Следует ясно сознавать, что, глядя на гору, мы в состоянии видеть лишь ту ее часть, которая, как принято говорить, возвышается над уровнем моря, тогда как намного большей является масса горы, находящаяся ниже этого уровня. Так и картина открывается зрителю не целиком, а только той своей частью, которая выступает над уровнем представлений эпохи. Картина выставляет напоказ одно только лицо, тогда как ее торс остается погруженным в поток времени, неумолимо влекущий ее в небытие.
Таким образом, отделение искусства прошлого от искусства настоящего времени не есть дело вкуса. По существу, неспособность воспринимать Веласкеса как нечто устаревшее, а, напротив, обыкновение переживать «археологическое» удовольствие от созерцания его полотен означает одновременно также неспособность подступить к тайнам эстетического.
Утверждая это, я не хочу сказать, что духовная дистанция между старыми художниками и нами всегда остается одинаковой. Например, называемый здесь Веласкес является одним из наименее «археологических» художников. Правда, добираясь до причин этого, мы обнаруживаем, что данное свойство его живописи обязано скорее ее недостаткам, чем достоинствам.

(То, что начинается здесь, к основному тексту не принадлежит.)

PR #1605, opened 2021-11-18
Support new alias feature from neo4j 4.4

OskarDamkjaer:
Adds support for the 4.4 concept of aliases. 
To create an alias run `create alias myAlias for database neo4j`. 

You should not be able to run `:use myAlias` and see your aliases when running `:dbs`. The "real" name should still be displaced in editor.

Preview @http://support_aliases.surge.sh

### DIFF
--- a/src/browser/modules/App/App.tsx
+++ b/src/browser/modules/App/App.tsx
@@ -34,8 +34,8 @@ import { utilizeBrowserSync } from 'shared/modules/features/featuresDuck'
 import { getOpenDrawer, open } from 'shared/modules/sidebar/sidebarDuck'
 import { getErrorMessage } from 'shared/modules/commands/commandsDuck'
 import {
-  shouldAllowOutgoingConnections,
-  getDatabases
+  findDatabaseByNameOrAlias,
+  shouldAllowOutgoingConnections
 } from 'shared/modules/dbMeta/dbMetaDuck'
 import {
   getActiveConnection,
@@ -154,7 +154,7 @@ export function App(props: any) {
     codeFontLigatures,
     connectionState,
     consentBannerShownCount,
-    databases,
+    databaseIsUnavailable,
     defaultConnectionData,
     drawer,
     errorMessage,
@@ -268,7 +268,7 @@ export function App(props: any) {
                       lastConnectionUpdate={lastConnectionUpdate}
                       errorMessage={errorMessage}
                       useDb={useDb}
-                      databases={databases}
+                      databaseIsUnavailable={databaseIsUnavailable}
                       showUdcConsentBanner={
                         telemetrySettings.source === 'BROWSER_SETTING' &&
                         consentBannerShownCount <= 5
@@ -291,6 +291,11 @@ export function App(props: any) {
 }
 
 const mapStateToProps = (state: GlobalState) => {
+  const useDb = getUseDb(state)
+  const databaseIsUnavailable =
+    useDb === null ||
+    findDatabaseByNameOrAlias(state, useDb)?.status !== 'online'
+
   const connectionData = getActiveConnectionData(state)
   return {
     experimentalFeatures: getExperimentalFeatures(state),
@@ -311,8 +316,8 @@ const mapStateToProps = (state: GlobalState) => {
     browserSyncAuthStatus: getUserAuthStatus(state),
     loadSync: utilizeBrowserSync(state),
     isWebEnv: inWebEnv(state),
-    useDb: getUseDb(state),
-    databases: getDatabases(state),
+    useDb,
+    databaseIsUnavailable,
     telemetrySettings: getTelemetrySettings(state),
     consentBannerShownCount: getConsentBannerShownCount(state)
   }
--- a/src/browser/modules/App/App.tsx
+++ b/src/browser/modules/App/App.tsx
@@ -263,7 +263,6 @@ export function App(props: any) {
                   </ErrorBoundary>
                   <StyledMainWrapper id={MAIN_WRAPPER_DOM_ID}>
                     <Main
-                      activeConnection={activeConnection}
                       connectionState={connectionState}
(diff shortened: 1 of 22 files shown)


src/browser/modules/App/App.tsx
```diff
@@ -154,7 +154,7 @@ export function App(props: any) {
     codeFontLigatures,
     connectionState,
     consentBannerShownCount,
-    databases,
+    databaseIsUnavailable,
```
FallingCeilingS, line 157: How about `isDatabaseAvailable`?

src/shared/services/commandInterpreterHelper.ts
```diff
@@ -219,7 +219,9 @@ const availableCommands = [
         const cleanDbName = unescapeCypherIdentifier(normalizedName)
 
         const dbMeta = getDatabases(store.getState()).find(
-          (db: any) => db.name.toLowerCase() === cleanDbName
+          (db: Database) =>
+            db.name.toLowerCase() === cleanDbName ||
+            db.aliases?.find(alias => alias.toLowerCase() === cleanDbName)
```
FallingCeilingS, line 224: How about reuse `findDatabaseByNameOrAlias` method from `dbMetaDuck`?

FallingCeilingS (changes requested):
Good job!
I have two minor comments in the diff. As we paired together last Friday, I can understand why you made those changes much quicker.
In addition, it would be great to include unit test and E2E test on this scenario if you've confirmed the UI behaviour with PM?

src/shared/services/commandInterpreterHelper.ts
FallingCeilingS: So, we can just check if `findDatabaseByNameOrAlias` returns `undefined`.

src/browser/modules/App/App.tsx
OskarDamkjaer: that's better!

src/shared/services/commandInterpreterHelper.ts
OskarDamkjaer: Good catch

OskarDamkjaer:
Thanks for the comments, made a few improvements now. Also pushed the last part of the feature, only have testing left to do. I'll re-request your review when ready 🙏

src/shared/modules/connections/connectionsDuck.ts
```diff
@@ -505,7 +505,6 @@ export const startupConnectEpic = (action$: any, store: any) => {
       )
 
       if (
-        //TODO Considder the SSO implications of this
         !(discovered && discovered.hasForceURL) && // If we have force url, don't try old connection data
```
OskarDamkjaer, line 508: Old comment left in by mistake

src/shared/modules/discovery/discoveryHelpers.test.ts
```diff
@@ -105,8 +105,6 @@ describe('getAndMergeDiscoveryData', () => {
     expect(discoveryData).toBeTruthy()
     expect(discoveryData?.host).toEqual(boltHost)
 
-    // expect(discoveryData?.source).toEqual(DISCOVERY_ENDPOINT)
-    // Todo test source via logs
```
OskarDamkjaer, line 109: another old comment left in by mistake

tsconfig.json
```diff
@@ -17,6 +17,7 @@
     "noFallthroughCasesInSwitch": true,
     "jsx": "react",
     "outDir": "./build",
+    "noEmit": true,
```
OskarDamkjaer, line 20: Set tsc to not emit any javascript when it runs, since we don't use tsc for compiling but we get weird errors when running the tests if we have accidentally have generated some js code

OskarDamkjaer:
As soon as it's released!

src/browser/modules/DBMSInfo/DatabaseSelector.tsx
```diff
@@ -39,32 +40,38 @@ const EMPTY_OPTION = 'Select db to use'
...
   if (!selectedDb) {
-    databasesList = ([] as any[]).concat(
-      [{ name: EMPTY_OPTION, status: null }],
-      databases
-    )
+    databasesList.unshift({ name: EMPTY_OPTION })
   }
-  const uniqDatabases = uniqBy(databasesList, 'name')
+  // When connected to a cluster, we get duplicates for each member
+  const uniqDatabases = uniqBy(databases, 'name')
```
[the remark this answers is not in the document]
OskarDamkjaer: Fixed, thanks!

src/browser/modules/DBMSInfo/DatabaseSelector.tsx
```diff
@@ -39,32 +40,38 @@ const EMPTY_OPTION = 'Select db to use'
...
-  let databasesList = databases
+  const databasesList: (Partial<Database> & {
+    name: string
+  })[] = databases
   if (!selectedDb) {
-    databasesList = ([] as any[]).concat(
-      [{ name: EMPTY_OPTION, status: null }],
-      databases
-    )
+    databasesList.unshift({ name: EMPTY_OPTION })
```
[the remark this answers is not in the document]
OskarDamkjaer: The empty option is used as a failsafe for when we don't have a database selected, which should never happen with the current way start up is done. Our handling of what database is still somewhat complex, so I'd rather leave it in

eijawerner (approved):

src/browser/modules/Stream/styled.tsx
```diff
@@ -390,3 +390,7 @@ export const AuraPromoLink = styled.a`
   text-decoration: none;
   margin-right: 5px;
 `
+
+export const AliasText = styled.span`
+  font-size: 13px;
```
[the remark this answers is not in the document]
OskarDamkjaer: Done!

OskarDamkjaer:
Merging as soon as the tests come back green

Удовольствие, рождаемое в нас восприятием искусства прошлого, является удовольствием, которое доставляет нам в большей мере жизненное, нежели эстетическое содержание этого искусства, тогда как из современного нам искусства мы воспринимаем преимущественно эстетическое, а не жизненное.
Радикальнейший отрыв прошлого от настоящего есть факт, который суммарно характеризует наше время, возбуждая при этом смутное подозрение, что именно он повинен в каком-то особенном чувстве тревоги, переживаемом нами в эти годы. Неожиданно мы ощутили себя еще более одинокими на нашей земле; мертвые умерли не в шутку, а всерьез и окончательно, и больше они ничем не смогут помочь нам. Улетучились последние остатки духа преемственности, традиции. Модели, нормы и правила нам больше не служат. Мы принуждены решать свои проблемы без активной помощи прошлого, в абсолютном актуализме, будь то проблемы искусства, науки или политики. Европеец остался одиноким, рядом с ним нет тех, кто «ушел в реку» истории; подобно Петеру Шлемилю[36], европеец потерял собственную тень. Это именно то, что случается, когда наступает полдень.